Last Sunday, thousands gathered in the nation’s capital to protest a rise in antisemitism.

The “No Fear: A Rally In Solidarity With The Jewish People” event was organized in response to the global uptick in antisemitic attacks during the last round of violence in Israel, the West Bank and Gaza in May.

The rally brought together more than 100 Jewish groups and especially emphasized the connection between between antisemitic violence and anti-Zionist rhetoric. In an interview with the Forward, one organizer said that “a lot of the antisemitism in the United States being articulated as anti-Zionism. To me, it’s for the most part one in the same.”

Not everyone was pleased by this framing. At the Forward, we asked two of our contributing columnists — Ari Hoffman and Joel Swanson — for their perspective on the event.

Ari:

The Book of Esther tells us that two thousand years ago, the Prime Minister of the Persian Empire had a hankering for Jewish genocide. But in the face of such dire threats, the Jews banded together, rent their garments and prayed. Esther played a starring role, but behind her were thousands of Jews banding together to lend one another strength and hopefully bend the arc of persecution in the process.

In the year 2021, Jews still instinctually read from the same playbook, because the threats to their welfare have persisted. This past Sunday, thousands from all over the country gathered in front of the Capitol in Washington, D.C. for an event entitled “No Fear: A Rally In Solidarity With The Jewish People” sponsored and backed by the usual alphabet soup of Jewish organizations.

The rally’s title is wishful thinking, because there is in fact plenty of fear to go around and of late a disproportionate amount of it stems from the attacks on American Jews that have ensued from the latest round of fighting in Gaza.

By nearly all accounts, the battle between Hamas and Israel spilled over to include violence against Jews worldwide. In London, cars draped in Palestinian flags targeted Jews on the streets. In Los Angeles, diners enjoying a sushi dinner were attacked in the name of Palestine, required to identify themselves as Jews and then subjected to assault. In New York, Jews were attacked on the streets, also in the name of a liberated Palestine. Synagogues were defaced. In the virtual arena, anti-Israel vitriol seamlessly merged into pure antipathy toward Jews.

The range and vehemence of this eruption, along with the way in which some excused and abetted it, set off alarm bells in the collective Jewish psyche. Academic distinctions between anti-Zionism and antisemitism dissolved in the face of this explosion and it seemed as if the antisemitism preceded the anti-Zionism, rather than the other way around.

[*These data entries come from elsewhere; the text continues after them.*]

Issue #4612, opened 2025-05-30
Deleting multiple items should reset selection mode


wolfgangwalther:
**Describe the bug**

When selecting multiple commits and deleting them, selection mode stays enabled.

**To Reproduce**

1. Hit `v` in the commit log.
2. Select multiple commits.
3. Delete those commits with `d`.
4. Hit down or up - and see it still selects more commits.

**Expected behavior**

After deletion, selection mode should be disabled again. That's because if you intended to select *more* than the commits you already deleted, you would have just kept selecting. So the only sensible thing to do after a deletion is to... go somewhere else, not keep selecting.

**Version info:**
```
commit=, build date=, build source=nix, version=0.51.1, os=linux, arch=amd64, git version=2.49.0
```

bandirevanth:
Automatically exit selection mode after a bulk operation (like d for delete). 
Optionally: Introduce a config option to retain selection mode post-action, defaulting to false.

stefanhaller:
@wolfgangwalther I can't reproduce this. If I select multiple commits using a sticky (`v`) range and delete them, the selection is collapsed down to a single item, and range selection is cancelled. The same happens when you squash or fixup a range of commit using `s` or `f`. This also matches what I see in the code: the "drop" handler calls interactiveRebase, which calls [SetSelection](https://github.com/jesseduffield/lazygit/blob/aa331e52b8a0e5da03c59ee6b9bd1d2a9073618c/pkg/gui/controllers/local_commits_controller.go#L624), which calls CancelRangeSelect.

The situation is different when you are in an interactive rebase. In that case, commits are not deleted, but their status is only set to "drop". This doesn't change the selection, and I'd say it's reasonable to keep the range selection in this case.

We had a bit of a discussion about this in #3196; originally the proposal was for any command to clear the range selection (except for moving commits up/down, obviously). We then decided to change this to only those commands that remove items from a list, and keep the range for all others. We can of course question this again, but I find this to be a reasonable rule in general.

wolfgangwalther:
> I can't reproduce this. If I select multiple commits using a sticky (`v`) range and delete them, the selection is collapsed down to a single item, and range selection is cancelled.

Hmm, odd. I can't reproduce it right now either. But it didn't happen only once, it happened repeatedly for multiple weeks, before I finally got annoyed enough to report it. And it did happen for sure when I was reporting it, too.

[...]

PR #4661, opened 2025-06-24
Collapse selection after deleting a range of branches or stashes

nileric:
- **PR Description**

Fixes selection state persistence after deletion by resetting selection mode.  
Resolves [#4612](https://github.com/jesseduffield/lazygit/issues/4612)

### DIFF
--- a/pkg/gui/controllers/branches_controller.go
+++ b/pkg/gui/controllers/branches_controller.go
@@ -535,7 +535,7 @@ func (self *BranchesController) remoteDelete(branches []*models.Branch) error {
 	remoteBranches := lo.Map(branches, func(branch *models.Branch, _ int) *models.RemoteBranch {
 		return &models.RemoteBranch{Name: branch.UpstreamBranch, RemoteName: branch.UpstreamRemote}
 	})
-	return self.c.Helpers().BranchesHelper.ConfirmDeleteRemote(remoteBranches)
+	return self.c.Helpers().BranchesHelper.ConfirmDeleteRemote(remoteBranches, false)
 }
 
 func (self *BranchesController) localAndRemoteDelete(branches []*models.Branch) error {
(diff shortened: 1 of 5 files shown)


pkg/gui/controllers/branches_controller.go
```diff
@@ -557,6 +557,7 @@ func (self *BranchesController) delete(branches []*models.Branch) error {
 		Label: lo.Ternary(len(branches) > 1, self.c.Tr.DeleteLocalBranches, self.c.Tr.DeleteLocalBranch),
 		Key:   'c',
 		OnPress: func() error {
+			self.context().SetSelection(startIdx)
```
stefanhaller: I'd prefer to do this only after deleting succeeded; if deleting the branches fails for whatever reason, the selection should stay unchanged. I pushed a fixup to change this (362a8f949673).

stefanhaller:
Nice, thanks for the contribution. I pushed two fixups; one is mentioned below, the other one fixes a failing test (6f9f30562967).

How much of an audit of the code did you do to find other cases? Or did you only fix the two cases mentioned in #4612? I think deleting branches in the remote branches panel (the one that you get when pressing enter on a remote) is also still broken, not sure if there are any others.

stefanhaller (commented):
Nice, thanks for the contribution. I pushed two fixups; one is mentioned below, the other one fixes a failing test (6f9f30562967).

How much of an audit of the code did you do to find other cases? Or did you only fix the two cases mentioned in #4612? I think deleting branches in the remote branches panel (the one that you get when pressing enter on a remote) is also still broken, not sure if there are any others.

nileric:
@stefanhaller Thanks for fixups! I think I might have missed some more cases. I checked the panels with local commits, local branches and stashes. I'll try to check other panels later

stefanhaller:
@nileric I looked at your changes again, and found that they were not quite correct yet for the case of deleting remote branches from the local branches panel, in which case we _don't_ want to collapse the selection.

Also, I found a bit of a nicer way to do the fixes; I force-pushed your branch with these changes. I'm afraid there's not much left of your original PR now, hope you don't mind. 😄

PR #4671, opened 2025-06-30
Update linter

stefanhaller:
- Update the golangci-lint configuration to use the latest version (2.2.1)
- Enable a few more linter checks
- Improve the VS Code configuration so that we don't get spurious linter warnings that wouldn't also show up on CI
- Provide a way to run the exact same golangci-lint version locally that we use on CI. This is useful in case the globally installed version is a newer one which emits more warnings.

### DIFF
--- a/.github/workflows/ci.yml
+++ b/.github/workflows/ci.yml
@@ -169,9 +169,9 @@ jobs:
         with:
           go-version: 1.24.x
       - name: Lint
-        uses: golangci/golangci-lint-action@v6.5.0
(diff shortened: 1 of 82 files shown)


stefanhaller:
I will hold off merging this until the next version of the go extension for VS Code has been released (which is supposed to be soon). The current version of the extension doesn't support golangci-lint v2 yet, so users would have to switch to the prerelease version of the extension.

stefanhaller:
Version 0.48.0 of the go extension has been released, which supports golangci-lint v2, so merging now.

PR #4684, opened 2025-07-04
Improve hunk selection mode in staging view

stefanhaller:
- **PR Description**

Hunk selection mode is one of the features that many people don't know about, because it is not very discoverable. You can switch to it from line selection mode by pressing `a` in the staging view.

The problem with this mode is that it selects entire hunks, where hunks are defined to be sections of the diff starting with `@@`. Very often, hunks consist of multiple distinct blocks of changes, separated by context lines. For example, with the default diff context size of 3 it takes at least 6 unchanged lines between blocks of changes for them to be separated into distinct hunks; if there are 5 or less unchanged lines between them, they are grouped into one hunk. And of course, if you increase the diff context size by pressing `}`, you will get even fewer hunks.

Now, most of the time I want to navigate between the individual blocks of changes in a diff, regardless of how git groups them into hunks. That's what this PR does: when pressing `a`, the selection is extended to just the current group of changes, separated by context lines; you can easily stage it by pressing space, and the selection will move on to the next block of changes. Actual hunks no longer play a role here. Also, in line selection mode the right/left arrow keys now move between blocks of changes rather than actual hunks.

I find this new behavior so useful that I almost always switch to hunk mode right away after entering the staging view. It saves a lot of keystrokes, since it is very rare that I want to select only some lines of a block of adjacent changes. This makes me wonder whether we should enable hunk mode by default when entering staging, but that's going to be another PR.

### DIFF
--- a/pkg/gui/controllers/patch_explorer_controller.go
+++ b/pkg/gui/controllers/patch_explorer_controller.go
@@ -223,13 +223,13 @@ func (self *PatchExplorerController) HandleNextLineRange() error {
 }
 
 func (self *PatchExplorerController) HandlePrevHunk() error {
-	self.context.GetState().CycleHunk(false)
+	self.context.GetState().SelectPreviousHunk()
 
 	return nil
 }
 
 func (self *PatchExplorerController) HandleNextHunk() error {
-	self.context.GetState().CycleHunk(true)
+	self.context.GetState().SelectNextHunk()
 
 	return nil
 }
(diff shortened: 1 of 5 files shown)


barries:
I do have a comment: this is a game changer. I was using visual select mode a lot to get the same effect; this makes `lazygit` do what I most often want to do by default.

stefanhaller:
> I do have a comment: this is a game changer.

@barries Thanks; I agree with that. 😄  I hope you also saw #4685, which allows you to turn it on by default.

I just added #4758, which I think improves the situation for added/deleted files. Testing, code reviews, or other input on that is very welcome.

Finally, I opened #4759 about enabling it by default for all users; comments on that are welcome too.

PR #4717, opened 2025-07-08
Provide user config defaults for UI-changeable settings

### LINKED ISSUE #4602: Reconsider storing UI toggles in state.yml

stefanhaller:
As discussed in #4602, we make a general change to how we treat UI settings that can be changed from within lazygit; previously, the rule was to persist them in State.yml so that they automatically remember the last value that was set in the UI; now, we no longer do this, and instead provide user configs for setting defaults which we fall back to on every start.

See #4602 for an in-depth discussion about the pros and cons of either approach, and why we chose this one.

As part of this, we change the default for the sort order of branches to date (aka committerdate), both for local and for remote branches (was recency and alphabetical before, respectively). See the discussion starting [here](https://github.com/jesseduffield/lazygit/pull/2147#issuecomment-1656700988) for some reasons.

Fixes #4602.


docs/keybindings/Keybindings_en.md
```diff
@@ -14,10 +14,10 @@ _Legend: `<c-b>` means ctrl+b, `<a-b>` means alt+b, `B` means shift+b_
...
-| `` } `` | Increase diff context size | Increase the amount of the context shown around changes in the diff view. |
-| `` { `` | Decrease diff context size | Decrease the amount of the context shown around changes in the diff view. |
+| `` ) `` | Increase rename similarity threshold | Increase the similarity threshold for a deletion and addition pair to be treated as a rename.<br><br>The default for this can be changed in the config file with the key 'git.renameSimilarityThreshold'. |
+| `` ( `` | Decrease rename similarity threshold | Decrease the similarity threshold for a deletion and addition pair to be treated as a rename.<br><br>The default for this can be changed in the config file with the key 'git.renameSimilarityThreshold'. |
+| `` } `` | Increase diff context size | Increase the amount of the context shown around changes in the diff view.<br><br>The default for this can be changed in the config file with the key 'git.diffContextSize'. |
+| `` { `` | Decrease diff context size | Decrease the amount of the context shown around changes in the diff view.<br><br>The default for this can be changed in the config file with the key 'git.diffContextSize'. |
```
wolfgangwalther: I don't know whether these follow a pattern generally used elsewhere, but since shorter is always better, especially for a TUI, how about the following?

> The default can be changed in the config file with 'git....'.

docs/Config.md
```diff
@@ -387,9 +396,32 @@ git:
 
   # Config for showing the log in the commits view
   log:
+    # One of: 'date-order' | 'author-date-order' | 'topo-order' | 'default'
+    # 'topo-order' makes it easier to read the git log graph, but commits may not
+    # appear chronologically. See https://git-scm.com/docs/
```
wolfgangwalther, line 401: maybe end this sentence, too?

```suggestion
    # appear chronologically. See https://git-scm.com/docs/.
```

docs/Config.md
```diff
@@ -387,9 +396,32 @@ git:
...
+    #
+    # Can be changed from within Lazygit with `Log menu -> Commit sort order` (`<c-l>` in the commits window by default).
+    order: topo-order
+
+    # This determines whether the git graph is rendered in the commits panel
```
wolfgangwalther, line 406:
```suggestion
    # This determines whether the git graph is rendered in the commits panel.
```

docs/keybindings/Keybindings_en.md
stefanhaller: I agree with shorter is better. Changed in 4d6587438063 and 76fef081ed8d.

docs/Config.md
stefanhaller: This is an existing comment that I don't have much of a reason to change here (see diff in user_config.go). Also, most of the comments in this file don't end with a full stop, it seems. To be very honest I don't care too much...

In the face of all this, a rally was exactly the right response. One year after multitudes took to the streets to protest injustice, Jews did exactly the same thing Sunday. Antisemitism is never really about the Jews: they are just its targets. But it concerns us intimately and to speak up is to share that concern with anyone who will listen.

Joel:

Jews as a whole have never been able to agree on political, moral or theological disputes and disagreeing respectfully is a major part of our textual and historical tradition. Which is why I’m troubled to see you begin by citing this past Sunday’s “No Fear” rally at the United States Capitol as an example of “coming together” in the face of persecution, when it seems so apparent that the rally actually represented an attempt to exclude progressive Jews from the American Jewish community.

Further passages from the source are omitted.